Strongman training is about developing true functional strength
– strength that directly transfers to the field or court, improves performance, and enhances traditional strength-training programs. Strongman training is about lifting heavy, awkward objects and developing strength and endurance you never thought possible.
The body moves in three distinct planes of motion: the sagittal plane, which divides the body into left and right halves; the transverse plane, which divides the body into upper and lower halves; and the frontal plane, which divides the body into front and back halves.
Exercises such as squats work in the sagittal plane; movements that involve rotation are working in the transverse plane; and exercises like the overhead shoulder press functions in the frontal plane. Most conventional barbell and dumbbell exercises primarily require force production in only one plane of motion.
Multidirectional sports, however, require force production in multiple planes of motion simultaneously, such as running, twisting, jumping, throwing, catching, kicking, pushing, and pulling. Strongman training is beneficial for athletes because it also requires synchronized force production and stabilization in different planes of motion, which closely resembles how sports are played.
Strongman training develops what is known as functional strength.
Functional strength training involves performing exercises that are closely related to the movement patterns that occur in a sport, with the sole intent of improving athletic performance. Not only does strongman training build strength and muscle, it also develops endurance, power, static strength (e.g. holding onto an opponent in wrestling or MMA), and mental toughness.
Strongman training picks up where traditional barbell and dumbbell exercises leave off. Strongman training enhances traditional lifting-based strength programs by strengthening and developing the body’s stabilizing and linkage systems (i.e. the “core”) more effectively than with barbells and dumbbells alone. Strongman training develops muscles that are difficult to strengthen with traditional strength-training exercises.

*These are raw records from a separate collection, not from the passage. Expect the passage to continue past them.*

PR #3386, opened 2022-09-02
Remove unnecessary overrides in Timer.Builder

izeye:
This PR removes unnecessary overrides in `Timer.Builder`.


jonatan-ivanov (approved):

jonatan-ivanov:
Thank you! :)

jonatan-ivanov:
I ended-up reverting this change because it breaks binary compatibility: https://github.com/micrometer-metrics/micrometer/commit/379f326cece24422ce39f7b7ac30d74d53f42aaf

`japicmp` failed on `main` because of the removed methods, I checked it manually, it's right:
```
Exception in thread "main" java.lang.NoSuchMethodError: 'io.micrometer.core.instrument.Timer$Builder io.micrometer.core.instrument.Timer$Builder.description(java.lang.String)'
```

izeye:
@jonatan-ivanov Ah, sorry. I'm not familiar with binary compatibility, and I still don't understand why the inherited ones are not counted for it, but it'd be good to catch it earlier, so I created https://github.com/micrometer-metrics/micrometer/pull/3388.

PR #3387, opened 2022-09-02
Observation.ObservationConvention -> ObservationConvention

jonatan-ivanov:


shakuzen:
After merging this, we need to merge https://github.com/micrometer-metrics/micrometer-docs-generator/pull/24 for projects using the micrometer-docs-generator.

Commonly used strongman lifts include pushing & pulling sleds (or cars & trucks!), flipping tractor tires, carrying sand bags, Atlas stones, water-filled kegs, or farmer’s handles, and lifting steel logs. Strongman training is no more inherently dangerous than traditional strength training.
Why is it effective?
What makes this style of training so effective for athletes is the awkward, unbalanced nature of strongman equipment. The continuous shifting and unbalanced nature of strongman equipment provides “dynamic” resistance. This dynamic resistance forces an athlete to constantly make adjustments in body position and muscular tension in order to stabilize or move the object; similar to how an athlete would encounter an opponent in competition.
The dynamic resistance that strongman implements offer provides a better training stimulus than barbells and dumbbells alone. For example, tire flips and Atlas stone carries closely simulate the movements of blocking and tackling. Sled pushes simulate the acceleration phase of a sprint and enhance an athlete’s ability to break and make tackles.
An athlete’s strength-training program should be built around barbell and dumbbell exercises. However, integrating strongman training into their programs provides an athlete with the advantages of both forms of training.
While there are obvious differences between training for football, volleyball, track & field or any other sport, there are benefits of strongman training that are applicable to many sports. Integrating strongman training into an athletes traditional lifting-based program can develop stronger, more powerful athletes with a higher level of conditioning and endurance than standard strength & conditioning approaches.